Simon John Donnelly (7 January 1891 – 7 December 1966) was a member of the Irish Republican Army and a founder member of both Córas na Poblachta and Clann na Poblachta.

==Biography==
Donnelly was born at 7 Aungier Street, Dublin, the son of Timothy Donnelly, a master plumber, and Mary Brennan. He was the sixth of eight surviving children. The 1911 Census lists him living with his family at 34 Wexford Street. Apprenticed as a plumber, he became involved in the Irish Volunteers. During the Easter Rising of 1916 he was the commander of C Company of Éamon de Valera's command in Boland's Mill.
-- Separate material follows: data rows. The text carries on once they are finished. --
PR #5253, opened 2016-09-15
[WIP] Bugfix: report changes after IME composition end in Chrome

julen:
Chrome 53 changed the order in which composition events are fired with respect to the input event, which affects the way we determine the end of IME composition.

Since at the moment there is no possibility to use the `isComposing` property across browsers, we need to work around this by calling the change handler manually after composition is over.

Refs.
https://chromium.googlesource.com/chromium/src/+/afce9d93e76f2ff81baaa088a4ea25f67d1a76b3%5E%21/
Refs. https://developer.mozilla.org/en-US/docs/Web/API/InputEvent/isComposing

### DIFF
--- a/pootle/static/js/editor/components/RawFontTextarea.js
+++ b/pootle/static/js/editor/components/RawFontTextarea.js
@@ -262,6 +262,8 @@ const RawFontTextarea = React.createClass({
 
   handleComposition(e) {
     if (e.type === 'compositionend') {
+      // XXX: calling change handler to work around Chrome's changed behavior
+      this._handleChange(e.target.value);
       this.isComposing = false;
     } else {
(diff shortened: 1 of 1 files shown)


dwaynebailey:
@julen is there any way to test this?

julen:
Yes, to reproduce the issue Chrome 53+ needs to be used: type using an IME and commit the changes. The submit button will stay disabled, because the changes haven't been reported to the editor. With the PR, committing the changes will report them to the editor and the button will be enabled as expected.

Still, as mentioned in the description this is a workaround which I'm not very happy with, so I am stalling it in favor of investigating any option that doesn't require composition events at all.

julen:
Closing in favor of #5281.

PR #5256, opened 2016-09-15
Remove monkey patched for lazy_* gettext functions

dwaynebailey:
This removes the monkey patching of the lazy_* gettext functions.

Note that this means we won't get protective support for applications that we don't control i.e. things in our dependencies.


julen:
Looks good and I have no objections. Part of me though thinks it's questionable the usefulness of half-protection via `pootle.i18n.gettext._format_translation` and should rather be an all or nothing choice at least to ensure consistent behavior.

unho:
lgtm

PR #5262, opened 2016-09-16
Cleanup: remove en_tutorial_po fixture from store tests

phlax:
This speeds up tests and standardises the fixtures

### DIFF
--- a/tests/models/store.py
+++ b/tests/models/store.py
@@ -57,6 +57,7 @@ def _update_from_upload_file(store, update_file,
         store.update(store.file.store)
     test_store = getclass(upload)(upload.read())
     store_revision = parse_pootle_revision(test_store)
+    test_store._FOO = 1
     store.update(test_store, store_revision=store_revision,
                  user=user, submission_type=submission_type)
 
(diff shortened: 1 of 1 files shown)


tests/models/store.py
```diff
@@ -153,15 +152,14 @@ def test_update_ts_plurals(store_po, test_fs):
...
+def test_update_with_non_ascii(store0, test_fs):
+    store0.state = PARSED
+    orig_units = store0.units.count()
+    with test_fs.open(['data', 'po', 'tutorial', 'en',
                        'tutorial_non_ascii.po']) as f:
         store = getclass(f)(f.read())
-    en_tutorial_po.update(store)
-    assert en_tutorial_po.units[0].target == "Hèllö, wôrld"
+    store0.update(store)
+    assert store0.units[orig_units].target == "Hèllö, wôrld"
```
dwaynebailey: I realise it isn't this PR.  But the non-ascii should take things into the unicode range.  I fear that all these are in the first 127 chars so they're still technically single byte ascii, so not doing what is hoped here.

phlax: perhaps PR with some better unicode chars?

phlax: ☠

phlax:
closed in https://github.com/translate/pootle/commit/d5a3eecbc01dc5c44932d1227e245db56cc1d6d1

PR #1867, opened 2024-07-11
feature: make bm25 sparse vector

cdxker:


densumesh (approved):

skeptrunedev (changes requested):
BM25 should be active by default for a dataset. We should use default values for the constants instead. 

If someone in an org for a dataset does nothing then they should still get BM25.

cdxker:
Just updated it to on the search UI

skeptrunedev (changes requested):
Add into `.env.search` for the `VITE_BM25_ACTIVE` env

.env.dashboard
```diff
@@ -3,3 +3,4 @@ VITE_SEARCH_UI_URL="http://localhost:5174"
 VITE_CHAT_UI_URL="http://localhost:5173"
 VITE_ANALYTICS_UI_URL="http://localhost:5176"
 VITE_SENTRY_DASHBOARD_DSN=""
+VITE_BM25_ACTIVE=false
```
skeptrunedev, line 6:
```suggestion
VITE_BM25_ACTIVE=true
```

.env.search
```diff
@@ -2,3 +2,4 @@
 VITE_API_HOST=http://localhost:8090/api
 VITE_SENTRY_SEARCH_DSN=""
 VITE_DASHBOARD_URL=http://localhost:5173
+VITE_BM25_ACTIVE=false
```
skeptrunedev, line 5:
```suggestion
VITE_BM25_ACTIVE=true
```

skeptrunedev (changes requested):

skeptrunedev (changes requested):
Need to have BM25 in update

skeptrunedev (approved):

PR #1874, opened 2024-07-11
feature: max limit in server config

aaryanpunia:


skeptrunedev (changes requested):
Not in the issue, but there should be a tooltip added next to max limit explaining what it does since this isn't really intuitive. 

image

Directly from the issue: 

>  pass-through for get_total_pages is implemented such that the limits are enforced as defaults instead of blocking the request


This is pretty critical to get in this PR.

skeptrunedev (approved):

PR #1878, opened 2024-07-11
feature: refactor types for API V2 release

densumesh:


skeptrunedev (changes requested):
Redoc should have V2 as the default response type

skeptrunedev (changes requested):
- get_recommended_groups
- get_recommended_chunks

Should also be changed to have the same response type as the search routes do now

skeptrunedev:
Before we merge this we should also modify `tag_set` on these reponse types to be an array

skeptrunedev (changes requested):
image

`search_over_groups` still needs a revision

skeptrunedev:
I am happy with where this PR is at now afaik. Want to go through it one more time reviewing all the search and recommendation routes then I think it's good to merge. Extremely excited!!

skeptrunedev:
### Verify we default to old response and that new response is satisfactory for: 

- [ ] autocomplete
- [ ] search
- [ ] get recommended chunks
- [ ] search over groups
- [ ] get recommended groups
- [ ] search within group

skeptrunedev:
> ### Verify we default to old response and that new response is satisfactory for:
> * [x]  autocomplete
> * [x]  search
> * [x]  get recommended chunks
> * [x]  search over groups
> * [x]  get recommended groups
> * [x]  search within group

Finished check and believe this is good to go. Will merge a bit later tonight after back from errands!!

skeptrunedev (approved):

PR #1880, opened 2024-07-11
feature: reranker flag

aaryanpunia:


skeptrunedev (changes requested):
If using the re-ranker the scores should be replaced with that of the `cross_encoder`

skeptrunedev (changes requested):
`score_threshold` should apply at the post-reranker level instead of in-index when `use_reranker: true` is set

skeptrunedev (approved):

PR #1887, opened 2024-07-12
styling: sensible timestamp labels for analytics graphs

drew-harris:


densumesh:
image
I think the ticks for per hours should be the last 60 minutes

densumesh:
image
should be by day as well when you look at the past week

densumesh (approved):

PR #1891, opened 2024-07-12
bugfix: dont error if one item in batch is empty

densumesh:


skeptrunedev (changes requested):
Let's error in the handler if too large of chunks are getting ingested **or** there are empty chunks. 

And not modify the ingestion-worker.

PR #1894, opened 2024-07-12
fix: dedup invoice by hosted_url

aaryanpunia:


skeptrunedev (changes requested):
Are you sure that you are still able to subscribe to a plan on this branch? 

For some reason, it's just not subscribing me at all now after a successful stripe purchase. Is the error message return the issue?

skeptrunedev (approved):

PR #1906, opened 2024-07-13
bugfix: delete the group_id within Qdrant for relevant chunks when a group is deleted

skeptrunedev:
- **bugfix: delete the group_id within Qdrant for relevant chunks when a group is deleted**
- **cleanup: properly keep track of dataset on links in navbar and org-groups and groups page**


cdxker:
Wouldn't this be to slow to finish within a single request?

cdxker (approved):

PR #1921, opened 2024-07-15
cleanup: get server config from db in all workers as to not pollute the message

aaryanpunia:


server/src/bin/delete-worker.rs
```diff
@@ -216,13 +219,32 @@ async fn delete_worker(
...
+                delete_worker_message,
+                dataset.err().unwrap(),
+                redis_pool.clone(),
+            )
+            .await;
+            return;
+        }
+
+        let server_config =
+            ServerDatasetConfiguration::from_json(dataset.unwrap().server_configuration);
```
skeptrunedev, line 239: Instead of the `unwrap` in these we should use a `match` and handle the err correctly w/in the match so we can guarantee not crash the worker server processes.

skeptrunedev (changes requested):
The `unwrap`'s here are generally a bad idea and we shouldn't do that. Using a `match` is a much better idea.

skeptrunedev (approved):

PR #1922, opened 2024-07-15
bugfix: navigate to group list if dataset changes and group doesn't exist

aaryanpunia:


frontends/search/src/components/GroupPage.tsx
```diff
@@ -154,6 +154,7 @@ export const GroupPage = (props: GroupPageProps) => {
       let group_id: string | null = null;
       const currentDataset = $dataset?.();
       if (!currentDataset) return;
+      console.log("effect ran");
```
skeptrunedev, line 157:
```suggestion
```

frontends/search/src/components/GroupPage.tsx
```diff
@@ -173,6 +174,8 @@ export const GroupPage = (props: GroupPageProps) => {
               setTotalPages(groupBookmarks.total_pages);
               setChunkMetadatas(groupBookmarks.chunks);
             });
+          } else if (response.status == 404) {
+            navigate("/group");
```
skeptrunedev, line 178: I don't think we should forcibly navigate because that's confusing to the easier. Imo, we should just clear out the data.

skeptrunedev (changes requested):
Going to ship a removal of the redirect real quick and re-request my review. Will be a simple amend.

skeptrunedev (approved):

PR #1923, opened 2024-07-15
feature: tracking id in search ui

aaryanpunia:


skeptrunedev (approved):
Crazy that we already had `trackingId` as a signal for `EditChunkPageForm`. 

Excited this is finally in the search playground :sunglasses: :smile: .

PR #1974, opened 2024-07-18
feature: utilize hdbscan for clustering

aaryanpunia:


docker/clustering-script/get_clusters.py
```diff
@@ -6,9 +6,12 @@
 import clickhouse_connect.driver
 import clickhouse_connect.driver.client
 import numpy as np
-from sklearn.cluster import KMeans
+from sklearn.cluster import HDBSCAN
 from scipy.spatial.distance import cosine
-anthropic_client = anthropic.Anthropic()
+import dotenv
+
+dotenv.load_dotenv()
```
densumesh, line 13:
```suggestion

```
Need to remove dotenv so that the env vars work correctly in docker

docker/clustering-script/get_clusters.py
```diff
@@ -6,9 +6,12 @@
...
+anthropic_client = anthropic.Anthropic(api_key=os.getenv("LLM_API_KEY"))
```
densumesh, line 14: Either need to modify the Dockerfile to use this new env var or just use `ANTHROPIC_API_KEY` which it automatically pulls.

densumesh (changes requested):

docker/clustering-script/get_clusters.py
cdxker: This is fine

cdxker (changes requested):

densumesh (approved):

cdxker (approved):

PR #1985, opened 2024-07-22
feature: add batch group create

skeptrunedev:


server/src/handlers/group_handler.rs
```diff
@@ -93,35 +134,77 @@ pub struct CreateChunkGroupReqPayload {
...
+    let created_groups = upsert_results?
+        .into_iter()
+        .chain(non_upsert_results?.into_iter())
+        .collect::<Vec<ChunkGroup>>();
+
+    if created_groups.len() == 1 {
+        Ok(HttpResponse::Ok().json(created_groups[0].clone()))
+    } else {
+        Ok(HttpResponse::Ok().json(created_groups))
+    }
```
skeptrunedev, line 207: I would rather always return an array, but I wrote it this way for the sake of preserving existing deployments which rely on a single group returned.

densumesh, line 207: Prob should keep the response type consistent/document that it's different if bulk

densumesh (changes requested):

server/src/handlers/group_handler.rs
skeptrunedev: Docs are actually updated

server/src/handlers/group_handler.rs
```diff
@@ -71,18 +82,48 @@ pub struct CreateChunkGroupReqPayload {
...
     path = "/chunk_group",
     context_path = "/api",
     tag = "Chunk Group",
-    request_body(content = CreateChunkGroupReqPayload, description = "JSON request payload to cretea a chunkGroup", content_type = "application/json"),
+    request_body(content = CreateChunkGroupReqPayloadEnum, description = "JSON request payload to cretea a chunk_group(s)", content_type = "application/json"),
     responses(
-        (status = 200, description = "Returns the created chunkGroup", body = ChunkGroup),
-        (status = 400, description = "Service error relating to creating the chunkGroup", body = ErrorResponseBody),
+        (status = 200, description = "Returns the created chunk_group if a single chunK_group was specified", body = ChunkGroup),
+        (status = 200, description = "Returns the created chunk_groups if a batch of chunk_groups was specified", body = Vec<ChunkGroup>),
```
skeptrunedev, line 125: @densumesh I added docs for both resp types

server/src/handlers/group_handler.rs
skeptrunedev: https://github.com/devflowinc/trieve/pull/1985#discussion_r1686010360

cdxker (approved):

densumesh (approved):

PR #1987, opened 2024-07-22
feature: File upload button in new dataset (dashboard ui)

aaryanpunia:


skeptrunedev (changes requested):
1. Put the `FileUploadModal` in shared components
~~2. This needs to pass CI~~

skeptrunedev (changes requested):
Last thing before I actually test functionality is to collapse this down into one commit please.

skeptrunedev (changes requested):
This should be refactored to go with a simpler implementation where we just link out to the upload file page in the search playground for the appropriate dataset. 

This really just gets us started in a bad direction where we start trying to replicate functionality in dashboard which already exists in search and that's painful. 

Much much easier to just link out to the search playground here. I'm going to quickly implement that change.

skeptrunedev (approved):
Nice! Sorry again about the pain on doing this twice :( .

PR #2002, opened 2024-07-23
feature: remove compression

densumesh:


skeptrunedev (approved):

skeptrunedev:
Tested with CURL that this actually does compress for search and recommend routes. Also ran integration test on streaming for both generate_from_chunks and create_message. Verified streaming is working for both of those routes as well.

PR #2014, opened 2024-07-24
cleanup: prevent user from creating multiple groups with the same tracking_id

skeptrunedev:


cdxker (changes requested):
Also make sure the tracking if isn't an empty string

skeptrunedev:
> Also make sure the tracking if isn't an empty string

Yeah, I missed that. Added now :checkered_flag:

cdxker (approved):

PR #2016, opened 2024-07-24
feature: new highlight system

aaryanpunia:


skeptrunedev (changes requested):
It's not quite working like I would expect it to:

image

Something seems off regarding the implementation not replacing each token which it should.

skeptrunedev (approved):

PR #2019, opened 2024-07-25
feature: update filters to have match_any and match_all

densumesh:


skeptrunedev (approved):
Nice! Tested with search playground and it looks good.

PR #2023, opened 2024-07-26
feature: validate dataset configs

densumesh:


skeptrunedev:
It would be nice to get this, but there are Vacuum limitations which would take a while to overcome and the cleanup isn't worth breaking the Redoc CI action.

PR #2025, opened 2024-07-26
fix: replace chunk_by with for loop

aaryanpunia:


skeptrunedev (approved):
Less Rust'y, but should work with Rust 1.75

PR #9468, opened 2016-08-17
Adds input placeholders

### LINKED ISSUE #8614: Add placeholders for input texts
The input texts in the Filter analysis should have a default placeholder. 

screen shot 2016-08-17 at 16 51 21

The placeholders depicted in the image above require at two queries, which is expensive. I suggest using a simple text now and decide if we want to request the max and min values from the backend.

javierarce:
This PR adds placeholders for the input fields in the filter analysis: 

screen shot 2016-08-17 at 17 19 39

CR: @piensaenpixel 

Closes #8614


saleiva:
Hey, but shouldn't we add the actual value on those?

javierarce:
Well, I wrote about that in the description of the ticket (#8614). We can do that, but we'll need to request the values. This was a quick solution to show something in the form.

piensaenpixel:
Code 👍

saleiva:
meh ;)
merge then, but we should fill all the inputs with this then :)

He was Vice-Commandant of the 3rd Battalion of the Dublin Brigade of the IRA during the War of Independence. On 10 February 1921 he was arrested. Four days later he escaped from Kilmainham Gaol along with Ernie O'Malley and Frank Teeling. Returning to his command in the IRA, he was appointed chief of the Irish Republican Police in mid-1921 as part of an attempt to enforce law and order in those areas of the country where the Royal Irish Constabulary had been forced out.

Donnelly took the anti-Treaty side in the Civil War and took part in the Battle of Dublin.

He founded the National Association of the Old IRA in an attempt to mend some of the rifts in the Republican Movement. He was a member of the provisional National Executive of the Republican Prisoners' Release Association.

On 2 March 1940, he was one of the founders of Córas na Poblachta and served as its president. He became a founding member of Clann na Poblachta in 1946.

As one of the most senior surviving veterans of the Rising, he played a prominent role in the 50th anniversary commemorations in 1966. He died on 7 December 1966.